# bittering hops for pilsner



## stuartf (2/1/16)

Planning to try my first AG pilsner and looking at what hops to use. I was thinking of using something fairly neutral like Warrior (20-30g at 60 mins?) as the bittering hop with Hallertau mitellfruh for the flavour hops as a late addition? Not sure that warrior is the correct hop for a pilsner style but seems a waste of the Hallertau to use it for bittering?


----------



## Rocker1986 (2/1/16)

I use Saaz all the way through the boil in my pilsner recipe. There are three additions: FWH, @80 minutes and @10 minutes. Yes, you do need a lot more of them due to the low AA%. I did brew one batch which I bittered with Magnum and then used Saaz late, and it wasn't as nice as the versions I have done with all Saaz.


----------



## stuartf (2/1/16)

Hmm ok maybe I should just supress the Scotsman in me and use the hallertau throughout.


----------



## antiphile (2/1/16)

There are so many that make nice clean bittering hops. The last one I used POR (in a 90 min boil) and then went noble after that. I've even used Target and it was great too. The one that was probably the biggest suprise was Ella, and it turned out great.

So don't be afraid to experiment with high alphas for bittering (unless you truly want an authentic Bohemian).


----------



## manticle (2/1/16)

I am not a fan of using hops anywhere which have character I would be unhappy to taste in that beer.
If you think warrior is appropriate for your beer, use it.

Some higher aa hops are nore neutral in bittering than others - I'd prefer to use hall all the way through in a hall pilsner but many have success with magnum or german northern brewer for example.

Taste/preference is key.


----------



## Spiesy (2/1/16)

antiphile said:


> There are so many that make nice clean bittering hops.
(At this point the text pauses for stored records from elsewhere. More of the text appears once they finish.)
PR #375, opened 2022-04-12
feat(gam): strict container bounds for ad slot

miguelpeixe:
Prevents the rendering of slot creatives larger than the container offset width. Also puts it behind a filter so publishers can modify its behavior per ad unit.

It also proposes a bleed of 40px by default, so the centered creative can extrapolate at most 20 pixels on each side.

~~The `newspack_ad_global` was added a default `width: 100%;` to ensure that the container fills the available space. This shouldn't be an issue for regular units, only for the full-width template, which requires this PR: https://github.com/Automattic/newspack-theme/pull/1766~~

~~I'd also appreciate a confidence check on the use of the direct parent `offsetWidth` for this strategy. An alternative is to resolve the issue by case, for example, detect if the slot is within `entry-content`, use its width as the argument and ignore other cases.~~

Update: I've decided to tweak the approach to use declared "bounds containers" instead of the direct parent. It is a safer approach since floated blocks or other unusual approaches may get affected by the previous method, resulting in no ads being rendered.

As documented inline, the filterable list of bounds containers selectors can determine the available width for the slot. In case the slot is contained by one, the available width will be the bigger of the bounds container width or the direct parent offset width.

The proposed selectors are:

 - `.entry-content` - post content
 - `.widget-area` - sidebars
 - `.sidebar` - increase potential sidebar coverage
 
Ad slots outside of the above elements shouldn't have container bounds applied.

### How to test

Using an ad unit with 300x200, 970x90, and 728x90 sizes apply as a SCAIP position and with your browser viewport at approximately 1250px:

1. Visit a post with sidebar (default template) and confirm only the 728x90 creative is rendered
2. Visit a post with the full-width template and confirm it rotates between 728x90 and 970x90

On master, it renders the 970x90 creative on both templates because it fits on the viewport, but the container width can be smaller and extrapolates bounds:

| Master | This PR |
| --- | --- |
| image | image |

Change the viewport to approximately 900px and confirm the 300x200 creative is rendered for the post with the default template.

Add other units to other global placements and make sure the ads are rendering as expected.

### DIFF
--- a/includes/providers/gam/class-gam-scripts.php
+++ b/includes/providers/gam/class-gam-scripts.php
@@ -88,15 +88,26 @@ final class GAM_Scripts {
 				$sizes = array_values( $sizes );
 			}
 
+			/**
+			 * Filters whether the script should consider the container offset width
+			 * to filter out ad sizes that are too wide for the slot.
+			 *
+			 * @param bool  $strict_container_bounds Whether to consider the container offset width.
+			 * @param array $ad_unit                 Ad unit data.
+			 * @param array $sizes                   Ad unit sizes.
+			 */
+			$strict_container_bounds = apply_filters( 'newspack_ads_gam_strict_container_bounds', true, $ad_unit, $sizes );
+
 			$prepared_unit_data[ $container_id ] = [
-				'unique_id' => $unique_id,
-				'name'      => esc_attr( $ad_unit['name'] ),
-				'code'      => esc_attr( $ad_unit['code'] ),
-				'sizes'     => $sizes,
-				'fluid'     => (bool) $ad_unit['fluid'],
-				'targeting' => $ad_targeting,
-				'sticky'    => GAM_Model::is_sticky( $ad_unit ),
-				'size_map'  => GAM_Model::get_ad_unit_size_map( $ad_unit, $sizes ),
+				'unique_id'               => $unique_id,
+				'name'                    => esc_attr( $ad_unit['name'] ),
+				'code'                    => esc_attr( $ad_unit['code'] ),
+				'sizes'                   => $sizes,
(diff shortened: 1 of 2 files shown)


includes/providers/gam/class-gam-scripts.php
```diff
@@ -194,12 +228,48 @@ function( $a, $b ) {
...
+					 * Identify the bounds container for this slot and use its offset
+					 * width as bounds width.
+					 */
 					?>
+					var boundsWidth = 0;
+					findContainer:
+					for ( var i = 0; i < ad_unit['bounds_selectors'].length; i++ ) {
+						var selector = ad_unit['bounds_selectors'][ i ];
+						if ( typeof boundsContainers[ selector ] === 'undefined' ) {
+							boundsContainers[ selector ] = document.querySelectorAll( selector );
```
dkoo, line 243: Non-breaking: why is it necessary to cache the `boundsContainers` for each ad unit? It seems like you're only using it within this loop and never again?

dkoo (approved):
This seems to work really well, and the use of "bounds containers" is a really clever way to sidestep potential issues with floats/flex/other weird CSS that might affect the ad container.

Testing with some ad units that have both narrow and really wide units, I never saw a unit render a creative that exceeded the width of its bounds container.

includes/providers/gam/class-gam-scripts.php
miguelpeixe: This loop is executed for each ad unit on the page because we want to be able to have the `boundsContainers` filterable per ad unit.

Performance-wise, the majority of cases will not be affected by the decision of allowing different values per ad unit because of this caching strategy.

miguelpeixe:
Thanks, @dkoo! 🙇

PR #376, opened 2022-04-13
perf(providers): optimize data cache

miguelpeixe:
A small performance tweak for fetched providers' data.

Moves the cache to the `get_provider_data()` method level in order to increase its coverage across different methods.

### How to test

No changes should take place.

With GAM connected and Broadstreet installed and connected visit the Placements editor and confirm data from both providers are available for editing.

The last one I used POR (in a 90 min boil) and then went noble after that. I've even used Target and it was great too. The one that was probably the biggest suprise was Ella, and it turned out great.
> 
> So don't be afraid to experiment with high alphas for bittering (unless you truly want an authentic Bohemian).


Ella has been getting some good raps for pilsners/lagers.


----------



## stuartf (2/1/16)

My original plan was to go for a smash to get a feel for the flavour from the malt and hops so all haller fits with this. Just felt like it was more efficient to use a high aa hop to get the bitterness up, might stick to my original plan on this brew and experiment a bit more next time.
Thanks all for the advice


----------



## HoppyDays (2/1/16)

Any Noble Hop - Saaz, Northen Brewer, Hallartau, Stryian Golidings, Ella is being widely used in Aus Pils, Motueka (B Saaz) a great addition also.


----------



## Black n Tan (2/1/16)

Magnum is the go to bittering hop for german style IMO. If you want to use Hallertau Mitt throughout, then first wort hop to retain more flavour in the finished beer.


----------



## dicko (3/1/16)

Horizon is a great bittering hop and is In my opinion, neutral.

Northern Brewer, Magnum, Tettnang, or even at a pinch, Cluster or Galena will do the business.

An authentic pils will need authentic hops.


----------



## stuartf (3/1/16)

Ok been doing some reading on FWH and thinking I might give it a go for this brew. From my understanding the hops go in just before sparging. I'm doing this on a grainfather so how would I get the hops in? Put them on top of the grain bed and sparge assuming the pellets will dissolve and remain in the wort or lift the mash vessel out chuck the hops in the wort then put the mash vessel back and sparge?


----------



## mckenry (3/1/16)

No mate. FWH is traditionally the hops put in an empty kettle and the first wort runnings make contact at sparge temp from the mash tun. So seeing as you're using a grainfather, put the hops in your wort as soon as you have removed the grain. Mash hops are what you're referring to and I believe they're quite useless. Some high profile Brewers use it, but most people I've read about that tried it called it a waste of hops. Never done it myself, but I have used FWH method and it's fine.


----------



## stuartf (3/1/16)

Cool ok thanks for the clarification.


----------



## goatchop41 (3/1/16)

Mckenry is on point here. For a FWH in a GF or BIAB, throw the hops in when you pull the grain, as you start to heat from mash temp towards your boil.
It supposedly gives a 'cleaner'/'less harsh' bitterness, but the two beers that I've done with a FWH haven't shown a difference (only anecdotal evidence, I know). I'm yet to see any actual evidence (beyond anecdotes) that FWH actually makes a difference


----------



## Brewman_ (3/1/16)

Saaz T45 6% Alpha. works a treat


----------



## yum beer (3/1/16)

Dr Rudi.....soft and flavoursome. 90 and 10min. 32/6 IBU.


----------



## dicko (3/1/16)

Brewman_ said:


> Saaz T45 6% Alpha. works a treat


T45 hops are great.
I got some Czech Saaz from Ross and made for some of the best pils I have done


----------



## Batz (3/1/16)

dicko said:


> T45 hops are great.
> I got some Czech Saaz from Ross and made for some of the best pils I have done


+1 Great pils hop.


----------